2.2 Why use regression?
Regression can be used for any or all of the following purposes:
Testing a theory: A theory that implies a certain functional relationship between the outcome \(Y\) and a predictor \(X\) can be tested by comparing the hypothesized model to simpler or more complex models and seeing which model fits best.
Estimation and prediction: After fitting the model to observed data, one can estimate the average outcome value at a specified value of a predictor, as well as the distribution of outcome values for individuals with that predictor value.
Machine learning: The fields of artificial intelligence and machine learning (AI/ML), sometimes placed under the umbrella of “data science”, “data mining”, “analytics”, or “statistical learning” are, essentially, attempts to predict an outcome based on a set of predictors (“features”). Regression is one method among many of making such a prediction. For a gentle introduction to these methods in R, see James et al. (2021). For a more in-depth treatment, see Hastie, Tibshirani, and Friedman (2016).
Testing an association: Is there a significant association between \(Y\) and \(X\)? In the case of simple linear regression, this question is answered by testing the null hypothesis \(H_0:\beta_1=0\). Under the null hypothesis, the outcome does not depend on the predictor. If there is enough evidence to reject the null hypothesis, we conclude that there is a significant association.
Estimating a rate of change: How does \(Y\) change as \(X\) changes? In the case of simple linear regression, this question is answered by estimating the magnitude of \(\beta_1\), the regression slope.
Controlling for confounding: Is there an association between \(Y\) and \(X_1\) after adjusting for \(X_2, \ldots, X_K\)? When the data arise from an observational study, an observed association between a single predictor and the outcome may be spurious due to confounding. A third variable may actually be associated with each, and those associations induce an association between the predictor of interest and the outcome. Alternatively, the estimate of a real association may be biased due to confounding. Regression adjustment for confounding is a powerful tool for attempting to isolate the effect of one predictor on the outcome from the effects of other potentially confounding variables.

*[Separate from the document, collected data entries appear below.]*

PR #62, opened 2020-06-08
HBCK takes one or more files for assigns

clarax:
This is for https://issues.apache.org/jira/browse/HBASE-23927

### DIFF
--- a/hbase-hbck2/README.md
+++ b/hbase-hbck2/README.md
@@ -124,17 +124,20 @@ Command:
    SEE ALSO: reportMissingRegionsInMeta
    SEE ALSO: fixMeta
 
- assigns [OPTIONS] <ENCODED_REGIONNAME>...
+ assigns [OPTIONS] <ENCODED_REGIONNAME/INPUTFILES_FOR_REGIONNAMES>...
    Options:
     -o,--override  override ownership by another procedure
+    -i,--inputFiles  take one or more encoded region names
    A 'raw' assign that can be used even during Master initialization (if
    the -skip flag is specified). Skirts Coprocessors. Pass one or more
    encoded region names. 1588230740 is the hard-coded name for the
    hbase:meta region and de00010733901a05f5a2a3a382e27dd4 is an example of
    what a user-space encoded region name looks like. For example:
-     $ HBCK2 assign 1588230740 de00010733901a05f5a2a3a382e27dd4
+     $ HBCK2 assigns 1588230740 de00010733901a05f5a2a3a382e27dd4
    Returns the pid(s) of the created AssignProcedure(s) or -1 if none.
-
+   If -i or --inputFiles is specified, pass one or more input file names.
+   Each file contains encoded region names, one per line. For example:
+     $ HBCK2 assigns -i fileName1 fileName2
  bypass [OPTIONS] <PID>...
    Options:
     -o,--override   override if procedure is running/stuck
--- a/hbase-hbck2/src/main/java/org/apache/hbase/HBCK2.java
+++ b/hbase-hbck2/src/main/java/org/apache/hbase/HBCK2.java
@@ -90,7 +90,6 @@ public class HBCK2 extends Configured implements org.apache.hadoop.util.Tool {
   static final int EXIT_FAILURE = 1;
   // Commands
   private static final String SET_TABLE_STATE = "setTableState";
-  private static final String ASSIGNS = "assigns";
   private static final String UNASSIGNS = "unassigns";
   private static final String BYPASS = "bypass";
   private static final String FILESYSTEM = "filesystem";
@@ -112,7 +111,10 @@ public class HBCK2 extends Configured implements org.apache.hadoop.util.Tool {
   private static final String ADD_MISSING_REGIONS_IN_META_FOR_TABLES =
     "addFsRegionsMissingInMeta";
   private static final String REPORT_MISSING_REGIONS_IN_META = "reportMissingRegionsInMeta";
+
   static final String EXTRA_REGIONS_IN_META = "extraRegionsInMeta";
+  static final String ASSIGNS = "assigns";
+
   private Configuration conf;
   static final String [] MINIMUM_HBCK2_VERSION = {"2.0.3", "2.1.1", "2.2.0", "3.0.0"};
   private boolean skipCheck = false;
--- a/hbase-hbck2/src/main/java/org/apache/hbase/HBCK2.java
+++ b/hbase-hbck2/src/main/java/org/apache/hbase/HBCK2.java
@@ -17,6 +17,9 @@
  */
 package org.apache.hbase;
 
+import java.io.BufferedReader;
+import java.io.File;
+import java.io.FileReader;
 import java.io.IOException;
 import java.io.InputStream;
 import java.io.PrintWriter;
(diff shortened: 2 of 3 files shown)


hbase-hbck2/README.md
```diff
@@ -124,17 +124,20 @@ Command:
...
    A 'raw' assign that can be used even during Master initialization (if
    the -skip flag is specified). Skirts Coprocessors. Pass one or more
    encoded region names. 1588230740 is the hard-coded name for the
    hbase:meta region and de00010733901a05f5a2a3a382e27dd4 is an example of
    what a user-space encoded region name looks like. For example:
-     $ HBCK2 assign 1588230740 de00010733901a05f5a2a3a382e27dd4
+     $ HBCK2 assigns 1588230740 de00010733901a05f5a2a3a382e27dd4
    Returns the pid(s) of the created AssignProcedure(s) or -1 if none.
-
+   If -i or --inputFiles is specified, pass one or more input file names.
```
huaxiangsun, line 138: Are multiple input file too much? Maybe one file is good enough.

huaxiangsun: Read again, the code only handles one input file, we can clean up the comments/help message accordingly.

clarax: I am using the same optional params for regions so that it requires less change of the existing argument parsing logic and documentation. It might be also useful to support more than one file if users have more than one dump from different criteria to read from.

hbase-hbck2/src/main/java/org/apache/hbase/HBCK2.java
```diff
@@ -294,7 +299,29 @@ int setRegionState(ClusterConnection connection, String region,
...
     }
     boolean overrideFlag = commandLine.hasOption(override.getOpt());
-    return hbck.assigns(commandLine.getArgList(), overrideFlag);
+
+    List<String> argList = commandLine.getArgList();
+    if (!commandLine.hasOption(inputFile.getOpt())) {
+      return hbck.assigns(argList, overrideFlag);
+    } else {
+      List<String> assignmentList = new ArrayList<>();
+      for (String filePath : argList) {
```
clarax, line 308: Here, multiple input files are supported.

hbase-hbck2/src/test/java/org/apache/hbase/TestHBCK2.java
```diff
@@ -147,6 +149,27 @@ public void testAssigns() throws IOException {
           LOG.info("RS: {}", rs.toString());
           assertTrue(rs.toString(), rs.isOpened());
         }
+        // test input files
```
huaxiangsun, line 152: Can we have test similar to the following? That will really go through the option processing path.
The output will have a set of pids and we wait for pids to check the regions are opened.
```
  private String testFormatExtraRegionsInMeta(String[] args) throws IOException {
    HBCK2 hbck = new HBCK2(TEST_UTIL.getConfiguration());
    final StringBuilder builder = new StringBuilder();
    PrintStream originalOS = System.out;
    OutputStream testOS = new OutputStream() {
      @Override public void write(int b) throws IOException {
        builder.append((char)b);
      }
    };
    System.setOut(new PrintStream(testOS));
    hbck.run(args);
    System.setOut(originalOS);
    return builder.toString();
```

hbase-hbck2/src/main/java/org/apache/hbase/HBCK2.java
huaxiangsun: Got it, thanks.

hbase-hbck2/README.md
huaxiangsun: Good.

hbase-hbck2/src/test/java/org/apache/hbase/TestHBCK2.java
```diff
@@ -152,17 +152,11 @@ public void testAssigns() throws IOException {
         // test input files
         String testFile = "inputForAssignsTest";
         FileOutputStream output = new FileOutputStream(testFile, false);
-        LOG.info("writing to: {}", testFile);
```
huaxiangsun: Regions in regionStrsArray has been assigned already. These regions need to be unassigned first before testing assigns with file option.

```
List<Long> pids = this.hbck2.unassigns(hbck, regionStrsArray);
        waitOnPids(pids);
```
The only missing part from testRunWithArgs is to get pid output from console and then wait on them. 
Another way is to wait until the active procedure count to 0.
```
MasterServices services = TEST_UTIL.getHBaseCluster().getMaster();

while (!services.getMasterProcedureExecutor().getActiveProcIds().isEmpty()) {
   sleep (200);
}
```

busbey:
this merged without a jira id. @huaxiangsun please revert and apply again with a corrected commit message.

hbase-hbck2/src/main/java/org/apache/hbase/HBCK2.java
```diff
@@ -109,7 +111,10 @@
   private static final String ADD_MISSING_REGIONS_IN_META_FOR_TABLES =
     "addFsRegionsMissingInMeta";
   private static final String REPORT_MISSING_REGIONS_IN_META = "reportMissingRegionsInMeta";
+
   static final String EXTRA_REGIONS_IN_META = "extraRegionsInMeta";
+  static final String ASSIGNS = "assigns";
```
ndimiduk, line 116: nit: I prefer constants used in APIs/CLIs to remain private, and the tests to duplicate the values. That way, it's easier to notice a breaking change when refactoring existing code -- the test that duplicates the value (rather than referring to the constant in the source class) will start breaking.

hbase-hbck2/src/main/java/org/apache/hbase/HBCK2.java
```diff
@@ -294,7 +301,29 @@ int setRegionState(ClusterConnection connection, String region,
...
+      return hbck.assigns(argList, overrideFlag);
+    } else {
+      List<String> assignmentList = new ArrayList<>();
+      for (String filePath : argList) {
+        try {
+          File file = new File(filePath);
+          FileReader fileReader = new FileReader(file);
+          BufferedReader bufferedReader = new BufferedReader(fileReader);
+          String regionName;
+          while ((regionName = bufferedReader.readLine()) != null) {
```
ndimiduk, line 316: doesn't check style complain about this while-loop construct? Oh, I see we have no precommit job for this project :(

hbase-hbck2/src/test/java/org/apache/hbase/TestHBCK2.java
```diff
@@ -127,32 +130,40 @@ public void testAssigns() throws IOException {
...
+        }
+        output.close();
+        String result = testRunWithArgs(new String[] {HBCK2.ASSIGNS, "-i", testFile});
+        Scanner scanner = new Scanner(result).useDelimiter("[\\D]+");
+        pids = new ArrayList<>();
+        while (scanner.hasNext()) {
+            pids.add(scanner.nextLong());
+        }
+        scanner.close();
+        //pids = this.hbck2.assigns(hbck, new String[] {"-i", testFile});
```
ndimiduk, line 164: delete stray comment?

hbase-hbck2/src/test/java/org/apache/hbase/TestHBCK2.java
```diff
@@ -266,6 +277,29 @@ public void testFormatReportMissingInMetaOneMissing() throws IOException {
     assertTrue(result.contains(expectedResult));
   }
 
+  private void unassigns(List<RegionInfo> regions, String[] regionStrsArray) throws IOException {
```
ndimiduk, line 280: nice refactor.

huaxiangsun:
Sorry @busbey, did not notice that jira id is missing. I will revert and ask @clarax to resubmit the patch with correct jira info.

Effect modification: Does the association between \(Y\) and \(X\) depend on the value of another variable, \(Z\)? If so, then \(Z\) is an effect modifier. Ignoring an effect modifier may lead to estimating an effect that may not apply to any individual cases, as it will be averaged over the modifier-level-specific effects. Regression methods can be used to estimate the extent of effect modification by including an “interaction” term.